The Forward+ fragment shader optimizes performance by using clustered lighting, unlike the naive shader that loops over all lights for each fragment. Instead, this shader divides the screen into clusters and assigns each fragment to a precomputed set of lights affecting that cluster. This significantly reduces the number of lights processed per fragment.

The shader first samples the diffuse texture and discards fragments with low alpha, as in the naive approach. It then calculates which cluster the fragment belongs to using its screen and view-space coordinates. From the cluster, it retrieves the relevant lights and computes their contribution to the fragment's color. The final color is the sum of the light contributions multiplied by the diffuse texture.

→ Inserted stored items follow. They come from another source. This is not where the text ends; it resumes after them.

Issue #2184, opened 2024-07-11
Add a conversion pass before rendering the bindings templates


bendk:
I think it would simplify and improve the code to add pass [before constructing the template object](https://github.com/mozilla/uniffi-rs/blob/f4ca11f2ebc665efa8f959eab9b04e7e856f3688/uniffi_bindgen/src/bindings/kotlin/gen_kotlin/mod.rs#L125) that we use to render the foreign bindings.

This pass would convert `ComponentInterface` and `Config` into something simpler from the POV of the template code.   For example, something like this:

```
struct BindingsInterface {
   functions: Vec<Function>,
   classes: Vec<Class>,
   records: Vec<Records>,
   enums: Vec<Enum>,
   ...
}

struct Function {
   // Name of the function for the bindings (after applying the `fn_name` filter and any other transformations needed) 
   name: String,
   is_async: bool,
   args: Vec<NameAndType>,
   return_type: Option<Type>,
   ...
}

struct NameAndType {
   // Name of the field/argument, etc.
   name: String,
   // Concrete type name (again, after applying `type_name` and any other transformations)
   type_name,
   // Name of the FFI converter struct
   ffi_converter: String,
   ...
}

...many more structs, hopefully I painted an okay picture of how they would look
```
The template code could then render this more-or-less directly, without filters or extra processing (`fun {{ function.name }}` rather than `fun {{ function.name|fn_name }}`).

I think there would be quite a few benefits of doing this:
  - Less need to pass around values in the template code.  For example, we currently always need to pass around both the `Config` and `ComponentInterface` [when we want to render a type name](https://github.com/mozilla/uniffi-rs/blob/dee12a5271c44fc540bd11e1f6c9a316ea1aded6/uniffi_bindgen/src/bindings/kotlin/templates/EnumTemplate.kt#L21).  In [#2176](https://github.com/mozilla/uniffi-rs/pull/2176/), Bastian is adding the ability to rename things and this is going to require passing the `Config` in more places.
  - Dealing with options is easier in Rust than in the templates.  For example, [this template code](https://github.com/mozilla/uniffi-rs/blob/f4ca11f2ebc665efa8f959eab9b04e7e856f3688/uniffi_bindgen/src/bindings/kotlin/templates/CallbackInterfaceImpl.kt#L51) is pretty messy and would be simpler in Rust.  I think this may extend to other matching/conditional as well.
  - I think it would remove the need for a lot of our macro code, which is hard to follow.
[...]

PR #2191, opened 2024-07-19
Replace templating filters for Python

gruberb:
This PR aims to replace the majority of template filters being used in Python, and adds a new `PythonInterfaceAdapter`, which takes the `ComponentInterface`, and adds the filter changes previously applied in the template, directly on a Rust object, which can be passed on to the template.

Partly addresses: https://github.com/mozilla/uniffi-rs/issues/2184

## Python Filters this PR removes

- [x] `fn_name`
- [ ] `class_name` (one instance left, special case)
- [ ]  `var_name` (one instance left, special case)
- [x]  `enum_variant_py`


gruberb:
@bendk @mhammond This is still super WIP, and the goal is to do one language at a time. But would like to get an early design feedback so I don't stray too far from the path.

uniffi_bindgen/src/bindings/python/gen_python/mod.rs
```diff
@@ -298,10 +299,13 @@ pub struct PythonWrapper<'a> {
     type_imports: BTreeSet<ImportRequirement>,
 }
 impl<'a> PythonWrapper<'a> {
-    pub fn new(config: Config, ci: &'a ComponentInterface) -> Self {
+    pub fn new(config: Config, ci: &'a mut ComponentInterface) -> Self {
         let type_renderer = TypeRenderer::new(&config, ci);
         let type_helper_code = type_renderer.render().unwrap();
         let type_imports = type_renderer.imports.into_inner();
+
+        ci.apply_naming_conventions(PythonCodeOracle::default());
```
mhammond, line 307: Thanks for having a poke at this! Another approach (which may or may not work :) is some technique for "walking/visiting" a CI - possibly even creating a new CI as we go rather than mutating a single one. That might allow us to avoid having the interface itself be aware of any new traits etc. If you squint it ends up looking a lot like our ["external type converter"](https://github.com/mozilla/uniffi-rs/blob/main/uniffi_meta/src/group.rs#L88)

mhammond (commented):
Regardless of the implementation, this PR certainly demonstrates the benefits the binding templates would see, which is great!

uniffi_bindgen/src/bindings/python/templates/ExternalTemplate.py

This clustering approach in Forward+ minimizes unnecessary lighting calculations, making it more efficient in scenes with many lights.

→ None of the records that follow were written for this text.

PR #2195, opened 2024-07-25
Provide more external type information to `FfiType::RustBuffer`

skeet70:
All the currently supported official languages support some form of aliasing so nothing output changes for them. For languages without aliasing (ie Java), this allows the fully qualified type name to be generated in place where necessary.

The `uniffi_testing` switch from `cargo build` to `cargo test --no-run` includes dev dependencies in the message tree, which is needed for external binding authors where the uniffi fixtures are included as dev dependencies (vs in the same workspace as they are here). Making `no_deps` during component discovery is for the same problem, deps are needed when discovering external `cdylibs` to test with.

[`uniffi-bindgen-java`](https://github.com/IronCoreLabs/uniffi-bindgen-java) does test these changes by its test suite running at all, this fixes a regression (from our POV) introduced in [this commit](https://github.com/mozilla/uniffi-rs/commit/4803eb4d6ff32fd51456be084b4797080860d24a). If there are tests I can write to cover both use cases (#2183 and ours), I can do it given direction.

### DIFF
--- a/uniffi_bindgen/src/interface/ffi.rs
+++ b/uniffi_bindgen/src/interface/ffi.rs
@@ -150,7 +150,7 @@ impl From<&Type> for FfiType {
             } => FfiType::RustBuffer(Some(ExternalMetadata {
                 name: name.clone(),
                 module_path: module_path.clone(),
-                namespace: namespace.clone()
+                namespace: namespace.clone(),
             })),
             Type::Custom { builtin, .. } => FfiType::from(builtin.as_ref()),
         }
@@ -161,7 +161,7 @@ impl From<&Type> for FfiType {
 pub struct ExternalMetadata {
     pub name: String,
     pub module_path: String,
-    pub namespace: String
+    pub namespace: String,
 }
 
 // Needed for rust scaffolding askama template
--- a/uniffi_bindgen/src/interface/ffi.rs
+++ b/uniffi_bindgen/src/interface/ffi.rs
@@ -43,7 +43,7 @@ pub enum FfiType {
     /// or pass it to someone that will.
     /// If the inner option is Some, it is the name of the external type. The bindings may need
     /// to use this name to import the correct RustBuffer for that type.
-    RustBuffer(Option<String>),
+    RustBuffer(Option<ExternalMetadata>),
     /// A borrowed reference to some raw bytes owned by foreign language code.
     /// The provider of this reference must keep it alive for the duration of the receiving call.
     ForeignBytes,
@@ -144,11 +144,24 @@ impl From<&Type> for FfiType {
             Type::External {
                 name,
                 kind: ExternalKind::DataClass,
+                module_path,
+                namespace,
                 ..
-            } => FfiType::RustBuffer(Some(name.clone())),
+            } => FfiType::RustBuffer(Some(ExternalMetadata {
+                name: name.clone(),
+                module_path: module_path.clone(),
+                namespace: namespace.clone()
+            })),
             Type::Custom { builtin, .. } => FfiType::from(builtin.as_ref()),
         }
     }
+}
+
+#[derive(Debug, Clone, Hash, PartialEq, Eq, PartialOrd, Ord)]
+pub struct ExternalMetadata {
+    pub name: String,
+    pub module_path: String,
+    pub namespace: String
 }
 
 // Needed for rust scaffolding askama template
--- a/uniffi_testing/src/lib.rs
+++ b/uniffi_testing/src/lib.rs
@@ -159,7 +159,8 @@ fn get_cargo_metadata() -> Metadata {
 
 fn get_cargo_build_messages() -> Vec<Message> {
     let mut child = Command::new(env!("CARGO"))
-        .arg("build")
+        .arg("test")
+        .arg("--no-run")
         .arg("--message-format=json")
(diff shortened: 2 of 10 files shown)


uniffi_testing/src/lib.rs
```diff
@@ -159,7 +159,8 @@ fn get_cargo_metadata() -> Metadata {
 
 fn get_cargo_build_messages() -> Vec<Message> {
     let mut child = Command::new(env!("CARGO"))
-        .arg("build")
+        .arg("test")
+        .arg("--no-run")
```
bendk, line 163: Could this be `build --profile=dev`?  That seems to capture the intent better to me.

uniffi_bindgen/src/interface/ffi.rs
```diff
@@ -144,13 +144,26 @@ impl From<&Type> for FfiType {
...
         }
     }
 }
 
+#[derive(Debug, Clone, Hash, PartialEq, Eq, PartialOrd, Ord)]
+pub struct ExternalMetadata {
+    pub name: String,
+    pub module_path: String,
+    pub namespace: String,
+}
```
bendk, line 165: This makes a lot of sense to me, but I know that @mhammond has some plans for external types.  Would this change conflict with them?

Hopefully at some point we can consolidate `module_path` and `namespace`, but it makes sense to me to have 2 fields for now since `Type::External` also have 2 fields.

mhammond (commented):
It might make sense to split this so the 2 issues being dealt with here can be considered independently.

Regarding `no_deps`, I'm not sure this command-line flag is the way forward. As you will note in library_mode, the intent is that cargo metadata support can be disabled by a feature, so even at face value, this option existing in that scenario seems odd. But more generally, the longer term idea is that people who disable that feature (because they don't use cargo) probably still need the capability of supplying the map so the crate source can be located. ie, we might be better doing [what this comment](https://github.com/mozilla/uniffi-rs/blob/b97973dbbaa628db763dfb016bea5a1273b7f371/uniffi_bindgen/src/library_mode.rs#L145) says.

If that capability existed, then maybe our test code could itself just invoke cargo metadata however it wants, do the simple parsing and pass the resulting map in.

I must however admit that I'm mildly concerned this `no_deps()` might cause other breakage - the fact it doesn't break uniffi itself is one thing, but if it ends up causing breakage for other build environments we have a bit of a problem and might need to rethink it. In other words, maybe the issue we are having here might just be because it's a non-trivial build environment and the problem will actually turn out to be common. I guess I need to at least see what happens in our own build environment!

bendk (commented):
This looks really good to me.  The only reason I'm not approving now is that I want to give Mark some time to comment.

bendk:
> If that capability existed, then maybe our test code could itself just invoke cargo metadata however it wants, do the simple parsing and pass the resulting map in.

Maybe the test code could even build the map itself and avoid the cargo metadata call.  That could lead to some speedups.

uniffi_bindgen/src/interface/ffi.rs
mhammond: I do want to kill `Type::External` and replace it with the actual type but that's my problem :)

I don't get why we need both `namespace` and `module_path` though? If the name is to the Rust ffi function `namespace` might be problematic - [that's not known by the udl/scaffolding](https://github.com/mozilla/uniffi-rs/blob/b97973dbbaa628db763dfb016bea5a1273b7f371/uniffi_udl/src/finder.rs#L159), so gets [fixed for the binding generation](https://github.com/mozilla/uniffi-rs/blob/b97973dbbaa628db763dfb016bea5a1273b7f371/uniffi_meta/src/group.rs#L240) - meaning rust code generated from udl might have a different value than the bindings get.

`ExternalFfiMetadata` or similar is probably a better name so it's not confused as a `uniffi_meta` struct.

Not that you should add it now, but I wonder if you will ever strike a `RustArcPtr` ever needing a fq-name too?

skeet70: The `namespace` and `module_path` are needed to [generate the qualified type path for `RustBuffer` in Java](https://github.com/IronCoreLabs/uniffi-bindgen-java/blob/main/src/gen_java/mod.rs#L181-L189). The `module_path` is used to get the crate to look up in `config.external_packages`, and the `namespace` is needed for the default if nothing is  found.

uniffi_testing/src/lib.rs
skeet70: It was already `build` (without `--release`), which should've defaulted to `--profile=dev` right? `cdylibs` of [uniffi-bindgen-java](https://github.com/IronCoreLabs/uniffi-bindgen-java/blob/main/Cargo.toml#L33) weren't found on creation of the `TestHelper` as it was. `cargo build --profile=test` might work, but that feels a little less straightforward than `test --no-run` to me personally.

uniffi_bindgen/src/interface/ffi.rs
mhammond: Right, same as us :) But yeah, that `namespace` probably isn't going to work in many cases - in the case it does (eg, "single crate with udl") namespace is probably module path anyway. But yeah, I'm totally fine with carrying that all around, I just long for a time when it's less muddy.

mhammond (approved):
Thanks!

Clustered Deferred Shading

The clustered deferred fragment shader improves upon Forward+ by using a G-buffer to separate geometry and lighting calculations. Instead of computing lighting in a single pass, it stores fragment data like position, normals, and albedo in the G-buffer during the first pass. This data is then used in the lighting pass to calculate lighting only for visible fragments.

Unlike Forward+, which directly computes lighting for each fragment, the clustered deferred shader fetches precomputed data from the G-buffer, selects the relevant light cluster, and applies lighting. This method optimizes performance by reducing redundant calculations, especially in scenes with many lights.

Performance Analysis

For this part, WebGPU Inspector is used. The canvas size is fixed at 1906 x 1578.

Setting 1: maxLightsPerCluster = 500, clusterDimensions = [16, 16, 16]
Setting 2: maxLightsPerCluster = 100, numLights = 2000, Dimensions in Each Axis = cube root of numLights

Performance Comparison (First Graph - Lights Count vs. Average Frame Time)

The first graph compares the Naive, Forward+, and Clustered Deferred shading methods. It is clear that Clustered Deferred performs significantly better than both Naive and Forward+ as the number of lights increases.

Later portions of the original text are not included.